Apple's market share would fall, but still maintain something like 60 percent. That would leave Android-based tablets like the Kindle with about 30 percent, Windows-based ones with about 4.4 percent and RIM's BlackBerry PlayBook with about 3 percent.
The Kindle will resemble the iPad, likely have a 7-inch color touchscreen, which could also include a 10-inch version next year. Aside from direct sales, Amazon can use current retailers like BestBuy and Target.
Amazon is sweetening the deal, too, on entertainment, copying the Apple strategy. For movies and entertainment, it's offering offer free Amazon Prime subscriptions. A customer would get access to Amazon's Android App store. And with the same technology already delivering titles to Kindle users for the Kindle Tablet, content delivery ought to be fast.
To start, Apple will remain way ahead of any competitor with its huge library of applications. But if Amazon worked fast, added more content, perhaps acquired services like Hulu or tapped into some of its existing relationships with libraries, retailers and recording studios, its library could expand quickly. Amazon, though, may be positioning Kindle Fire as a lightweight entertainment and shopping platform.
Then both Apple and Amazon benefit, as do other buyers of tablets, as the device proliferates. Market researchers like Forrester suggest Amazon might ship as many as 5 million tablets in the launch.
In an otherwise slowing market for all manner of electronics, the tablet shift could be the start of something big: a further miniaturization of the PC business.
That could be one reason behind HP's move to spin off its PC unit to shareholders. Meanwhile forecasters like IDC expect middling PC growth around 3.8 percent this year. Tablets, though, are growing at rates exceeding 350 percent.
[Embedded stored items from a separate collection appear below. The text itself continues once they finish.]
PR #242, opened 2018-11-15
Add centiseconds as SI_Unit

eyeam3:
As discussed in mavlink/mavlink#1009 we have to add centiseconds as SI unit.

@amilcarlucas Is this all I had to change?


amilcarlucas:
Thanks

PR #246, opened 2018-11-25
mavparse.py: understand MANUAL_CONTROL target system field

peterbarker:
Currently mavlink routing doesn't work on this field so everyone sees it.


OXINARF:
Is there a reason not to fix the field name?

tridge:
@OXINARF it would break hash and api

The risk is bigger for Amazon, whose gross profit last quarter was a mere 2.53 percent compared with Apple's 23.5 percent.
Generation Y has an altogether different view of client devices than older generations, said Ranjit Atwal, of IDC. Rather than buy a first PC, they'll opt for a tablet, taking advantage of portability, connectivity and entertainment capabilities not imagined when Apple was set up 35 years ago.